Cette initiative novatrice a pour objectif de fournir les données probantes essentielles pour orienter le déploiement responsable des EUT, en faisant le lien entre les expériences locales prometteuses, les évaluations du potentiel à l’échelle mondiale et les applications concrètes.

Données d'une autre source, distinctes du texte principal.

PR #477, opened 2026-08-15
Feature/docker beta

Neophytis:
This is WIP please ignore and do not merge to master


docker/php/docker-entrypoint.sh
```diff
@@ -85,13 +85,16 @@ if [ "$1" = 'php-fpm' ] || [ "$1" = 'php' ] || [ "$1" = 'bin/console' ]; then
 		if [ -f docker/db/geonamesadminunits.sql ]; then
 			mysql $database_name -u $database_user -p$database_password -h $database_host < docker/db/geonamesadminunits.sql
 		fi
-	elif ls -A Migrations/*.php > /dev/null 2>&1; then
+	elif ls -A migrations/*.php > /dev/null 2>&1; then
```
thisismeonmounteverest: Migrations on master are not doctrine migrations. Doctrine Migrations are stored in src/Migrations but are only used for the creation of the test database.

src/Service/Mailer.php
thisismeonmounteverest: I thought that was already addressed.

templates/emails/comment.feedback.html.twig
```diff
@@ -1,7 +1,7 @@
 {% extends 'emails/email.html.twig' %}
 
 {% block content%}
-    <p>The user {{ comment.toMember.username }} provided feedback for a comment:</p>
+    <p>The user {{ comment.toMember.username }} ({{ reporterEmail }}) provided feedback for a comment:</p>
```
thisismeonmounteverest: reporterEmail wouldn't be necessary here as comment.toMember.email would lead to the same.

tools/mvc-base/component.php
```diff
@@ -18,7 +18,7 @@ class RoxComponentBase
 
     public function __construct() {
         $this->setSession();
-        $this->entryPointLookup = new EntrypointLookup('build/entrypoints.json');
+        $this->entryPointLookup = new EntrypointLookup(__DIR__ . '/../../public/build/entrypoints.json');
```
thisismeonmounteverest: Why is this necessary? The code on www obviously finds the css and js files.

.trivyignore
thisismeonmounteverest: Wouldn't it be better to install that with the docker setup instead of ignoring it. The severity might change in the future.

composer.json
```diff
@@ -86,6 +85,7 @@
         "twig/intl-extra": "^3.0",
         "twig/markdown-extra": "^3.0",
         "twig/twig": "^3.0",
+        "willdurand/negotiation": "^3.1",
```
thisismeonmounteverest: Was wondering why this is suddenly needed, but was required as a dependency from api-platform before.

src/Command/ManticoreIndicesForumCommand.php
thisismeonmounteverest: These changes need to be removed.

src/Command/ManticoreIndicesGeonamesCommand.php
```diff
@@ -135,7 +135,7 @@ private function addGeonamesDocuments(Index $index, OutputInterface $output)
         do {
             $query = $this->entityManager->createNativeQuery(<<<___SQL
                 SELECT
-                    g.geonameid AS geonameid,
+                    g.geoname_id AS geonameid,
```
thisismeonmounteverest: The production database doesn't have a geoname_id column. This will break.

src/Controller/Admin/VolunteerToolController.php
thisismeonmounteverest: No geoname_id in geo__names.

Dockerfile
```diff
@@ -112,7 +118,7 @@ COPY pthacks pthacks/
 COPY public public/
 COPY roxlauncher roxlauncher/
 COPY src src/
-COPY Migrations Migrations/
+COPY migrations migrations/
```
thisismeonmounteverest: Unneccessary.

Dockerfile
```diff
@@ -25,7 +28,7 @@ RUN apk add --no-cache \
 		python3 \
 	;
 
-ARG APCU_VERSION=5.1.28
+ARG APCU_VERSION=5.1.18
```
thisismeonmounteverest: Why the downgrade? ACPu 5.1.22 is the first version compatible with PHP 8.2 and we're using 8.3 now.

docker-compose.yml
```diff
@@ -35,8 +29,6 @@ services:
     image: ${NGINX_IMAGE:-bewelcome/nginx}
     depends_on:
       - php
-    volumes:
-      - ./public:/srv/bewelcome/public:ro
 
   db:
     image: mariadb:12.0.2
```
thisismeonmounteverest: Use 12.3.2 instead.

thisismeonmounteverest:
Running ```docker-compose up -d``` to build a dev environment doesn't expose any port on the nginx image.

Neophytis:
> Running `docker-compose up -d` to build a dev environment doesn't expose any port on the nginx image.

please use branch neophytis/docker-infra-only and make all the modifications you want. This branch is for my testing purposes

Neophytis:
Closing — superseded by feature/docker-master.

PR #483, opened 2026-08-20
ci(trivy): ignore CVE-2026-11940 until Alpine 3.24 backports python3 3.14.7-r0

Neophytis:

Contact: Daniel Goll (LSCE)

References

  • Goll, DS., Philippe Ciais, Thorben Amann, Wolfgang Buermann, Jinfeng Chang, Sibel Eker, Jens Hartmann, Katsumasa Tanaka et al. « Potential CO2 removal from enhanced weathering by ecosystem responses to powdered rock. » Nature Geoscience 14, no. 8 (2021): 545-549.
  • Bi, Boyuan, Guochen Li, Daniel S. Goll, Luxiang Lin, Hui Chen, Tongtong Xu, Qiong Chen et al. « Enhanced rock weathering increased soil phosphorus availability and altered root phosphorus‐acquisition strategies. » Global Change Biology 30, no. 5 (2024): e17310.
  • Gaucher, Yann, Katsumasa Tanaka, Daniel JA Johansson, Daniel S. Goll, and Philippe Ciais. « Leveraging ecosystems responses to enhanced rock weathering in mitigation scenarios. » Nature Communications 16, no. 1 (2025): 3021.
  • Xu, Tongtong, Zuoqiang Yuan, Sara Vicca, Daniel S. Goll, Guochen Li, Luxiang Lin, Hui Chen et al. « Enhanced silicate weathering accelerates forest carbon sequestration by stimulating the soil mineral carbon pump. » Global Change Biology 30, no. 8 (2024): e17464.
  • Chen, Qiong, Daniel S. Goll, Mardin Abdalqadir, Xinjian He, Guochen Li, Boyuan Bi, Tongtong Xu et al. « Divergent responses of carbon and nitrogen functional genes composition to enhanced rock weathering. » Communications Earth & Environment 6, no. 1 (2025): 645.
  • Wang, Xing, Guochen Li, Arshad Ali, Camelia Algora, Manuel Delgado-Baquerizo, Daniel S. Goll, Sara Vicca et al. « Enhanced rock weathering boosts ecosystem multifunctionality via improving microbial networks complexity in a tropical forest plantation. » Journal of Environmental Management 373 (2025): 123477.
  • Xu, T., Li, H., Vicca, S., Goll, D. S., Beerling, D. J., Chen, Q., … & Yuan, Z. (2025). Enhanced Rock Weathering Promotes Soil Organic Carbon Accumulation: A Global Meta‐Analysis Based on Experimental Evidence. Global Change Biology, 31(9), e70483.
  • Wu, Z., Su, C., Gao, M., Kang, R., Goll, D. S., Yao, M., … & Fang, Y. (2025). Carbon sequestration induced by enhanced silicate rock weathering in a temperate larch plantation in Northeastern China. Forest Ecology and Management, 597, 123135.